On Wed, Oct 25 2023 at  3:34P -0400,
Mike Snitzer <[email protected]> wrote:

> From: Mikulas Patocka <[email protected]>
> 
> Update DM core's IO submission to allocate required memory using
> GFP_NOWAIT if REQ_NOWAIT is set.  Lone exception is in the error path
> where DM's requeue support needs to allocate a clone bio in
> dm_io_rewind() to allow the IO to be resubmitted: GFP_NOWAIT is used
> first but if it fails GFP_NOIO is used as a last resort.
> 
> Tested with simple test provided in commit a9ce385344f916 ("dm: don't
> attempt to queue IO under RCU protection") that was enhanced to check
> error codes.  Also tested using fio's pvsync2 with nowait=1.
> 
> But testing with induced GFP_NOWAIT allocation failures wasn't
> performed.
> 
> Signed-off-by: Mikulas Patocka <[email protected]>
> Co-developed-by: Mike Snitzer <[email protected]>
> Signed-off-by: Mike Snitzer <[email protected]>
> ---
>  drivers/md/dm-io-rewind.c | 13 ++++++--
>  drivers/md/dm.c           | 66 ++++++++++++++++++++++++++++++++-------
>  2 files changed, 65 insertions(+), 14 deletions(-)
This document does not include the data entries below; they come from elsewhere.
PR #797, opened 2018-09-10
 Skip pointer events on locked elements (801712328420395) 

jonaias:
OK to merge.

The suggestion from Asana task to skip pointer events worked great.

During testing I found a strange behavior with lock. When you lock a selected element, it is possible to move/edit it, because it is already selected. I fixed it by unselecting element after locking it (which makes sense, because locked elements are unselectable)

About the changelog, can skipping pointer on locked elements be considered a feature?

Completed checkin tasks:


packages/haiku-glass/src/react/Glass.js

Backfilling some comments on this v2:

1) I'm not completely clear if REQ_NOWAIT not ever sleeping (waiting
   on IO) is a hint vs a hard requirement
   -- so the dm_io_rewind() change to try GFP_NOWAIT and failback to
      GFP_NOIO might be bogus...

2) What is a good way to reliably simulate low memory allocations such
   that mempool backed GFP_NOWAIT allocations fail?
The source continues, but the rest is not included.